Где-то к полудню сделали привал, кстати очень вовремя, ибо мои соседи уже начинали мне подпевать. Смотрелось это, конечно, удивительно, когда широкоплечий мужик лет сорока, с бородищей как веник, со сросшимися бровями и в тяжелой броне вдруг старательно начинал выводить тяжким, с хрипотцой, басом: «Я без мамочки и без папочки…»
Я спрыгнул с Харлея и встал в некоторой задумчивости. К своему костру меня никто не звал, а разводить костер самому — так у меня и котелка с собой нет. На всякий случай я проверил свой мешок и — слава Деду! — нашел там котелок, небольшой, как раз как надо. Я важно прошествовал в обоз, где разжился заправкой для каши и зачерпнул из бадьи ключевой воды. Когда я вернулся, мне приветливо замахали от одного из костров, тот самый дядя, что самозабвенно выводил песню Красной Шапочки. Так что я со своим котелком оказался просто смешон. Они просто постеснялись привлекать наставника к сбору дров и походу за водой, хотя я бы ничуть не был против.
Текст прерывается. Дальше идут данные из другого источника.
Issue #252, opened 2024-05-31
NS Settings Import: Set median of lower and upper correction range bound when importing Loop settings


dnzxy:
## Is your feature request related to a problem? Please describe.
When importing settings from NS that were uploaded to NS from Loop, there are upper and lower correction range limits stored in NS. This is downloaded to Trio, but the lower end is set as target, as Trio does not have a correction or target range.

## Describe the solution you'd like
Do not set the lower bound of the correction range as target, but the median of upper and lower. 

## Additional context
This came up when testing PR #249 which solves issue #245

## User Impact
Ensures a safer Trio target, as Loop already aims to get to "center" of correction range; thus this is the target new Trio users will want to use upon importing their settings.

Sjoerd-Bo3:
@kskandis This is the one I was talking about. All yours if you want to!

PR #253, opened 2024-05-31
Set median of lower and upper correction range bound when importing L…

kskandis:
Resolves [NS Settings Import: Set median of lower and upper correction range bound when importing Loop settings](https://github.com/nightscout/Trio/issues/252) by:

Sets Trio's target correction low and high to median of lower and upper target range when NS profile's enteredBy is Loop.  Rounds median value to 0 or 1 significant digits depending on Glucose unit (0 for mg/dL, 1 for mmol/L).

EDIT:
This issue probably applies to AAPS, too, since it also uses a low and high target.  [examples.json](https://github.com/nightscout/AndroidAPS/blob/3df83535f9f8f3246308121900c2785c50915fa8/core/nssdk/src/main/kotlin/app/aaps/core/nssdk/remotemodel/examples.json#L332) shows its `profileJson` with `target_low` and `target_high`.  I cannot test it w/out having an actual "openaps://AndroidAPS" profile though.

I think merged PR, Remove unused Import Settings in JSON that cause errors decoding JSON #249, also applies to AAPS.

### DIFF
--- a/FreeAPS/Sources/Modules/NightscoutConfig/NightscoutConfigStateModel.swift
+++ b/FreeAPS/Sources/Modules/NightscoutConfig/NightscoutConfigStateModel.swift
@@ -241,7 +241,8 @@ extension NightscoutConfig {
                                 let median = loop! ? self.getMedianTarget(
                                     lowTargetValue: target.value,
                                     lowTargetTime: target.time,
-                                    highTarget: fetchedProfile.target_high, units: self.units
+                                    highTarget: fetchedProfile.target_high,
+                                    units: self.units
                                 ) : target.value
                                 return BGTargetEntry(
                                     low: median,
--- a/FreeAPS/Sources/Modules/NightscoutConfig/NightscoutConfigStateModel.swift
+++ b/FreeAPS/Sources/Modules/NightscoutConfig/NightscoutConfigStateModel.swift
@@ -84,6 +84,24 @@ extension NightscoutConfig {
             return NightscoutAPI(url: url, secret: secret)
         }
 
+        private func getMedianTarget(
+            lowTargetValue: Decimal,
+            lowTargetTime: String,
+            highTarget: [NightscoutTimevalue],
+            units: GlucoseUnits
+        ) -> Decimal {
+            if let idx = highTarget.firstIndex(where: { $0.time == lowTargetTime }) {
+                let median = (lowTargetValue + highTarget[idx].value) / 2
+                switch units {
+                case .mgdL:
+                    return Decimal(round(Double(median)))
+                case .mmolL:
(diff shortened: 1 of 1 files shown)


FreeAPS/Sources/Modules/NightscoutConfig/NightscoutConfigStateModel.swift
```diff
@@ -220,9 +238,14 @@ extension NightscoutConfig {
 
                         let targets = fetchedProfile.target_low
                             .map { target -> BGTargetEntry in
-                                BGTargetEntry(
-                                    low: target.value,
-                                    high: target.value,
+                                let median = loop! ? self.getMedianTarget(
+                                    lowTargetValue: target.value,
+                                    lowTargetTime: target.time,
+                                    highTarget: fetchedProfile.target_high, units: self.units
```
JeremyStorring, line 244: Apologies for being picky - can we put units on it's own line to be consistent?

kskandis: Thanks for the review. Done.

bjornoleh:
I think perhaps AAPS targets should be handled the same way as Trio targets, using only / mainly the lower target, instead of the median of lower/upper target range, as seems to be the case in this PR currently. We use the same algorithm, and I would expect the same behaviour regarding targets.

From https://androidaps.readthedocs.io/en/latest/Configuration/Config-Builder.html#closed-loop:
Please note: In closed loop mode a single target instead of target range (i.e. 5,5 mmol or 100 mg/dl instead of 5,0 - 7,0 mmol or 90 - 125 mg/dl) is recommended.

FreeAPS/Sources/Modules/NightscoutConfig/NightscoutConfigStateModel.swift
dnzxy: Resolving this conversation as it was addressed with commit `8b8645a`

dnzxy (approved):
LGTM (based on code review only, as I do not use Loop and cannot test Loop-imported settings).

dnzxy:
@marionbarker or @bjorkert – could you please test this, and if good, give your approval please?

marionbarker:
### Summary
Success: This PR worked as expected.

### Testing Details
I applied this patch to dev (commit 4d6e102a).
* Previously I had imported settings from Nightscout (Loop user).
* My Loop range is 90 to 100 mg/dL.
* My imported setting using this dev is 90 mg/dL.

After applying the patch and building again, I imported my settings again.
* My imported setting is now 95 mg/dL.

marionbarker (approved):

bjornoleh:
Merging with two approvals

Так что я просто вывалил в общий котел то, что получил в обозе, и все одобрительно закивали головами. Мы успели и перекусить, и поваляться на траве (никто из дружинников и не подумал снимать броню), я же успел в тишине и покое выкурить сигаретку. Дружинники старательно не обращали на нее внимания. Мне же было все равно. И ели молча, и отдыхали молча. Мне все больше нравилась наша поездка, лишний разговор всегда может привести к лишней болтовне, брякну что-нибудь такое, что Ратьша меня велит прямо тут пытать, не возвращаясь к князю. Ну, может, конечно, и не совсем так, но мало ли.
Затем Ратьша громко крикнул: «Седлайтесь!» — и все мы шустро залили костры и оказались в седлах. Харлей мой громко фыркнул, Хонда ответила ему коротким, игривым ржанием, и наш поезд снова тронулся в путь. Думаю, что такими темпами мы прибудем в Киев еще не завтра. Но, собственно, никто на тот свет особо и не торопился.
Тут меня позвали к Ратьше, я толкнул Харлея пятками и поскакал в голову поезда.
— Как тебе поездка наша, Ферзь? — осведомился тысяцкий.
— Хвали день к вечеру, а так — мое дело телячье, Ратьша. Велели, и еду, — смиренно отвечал я.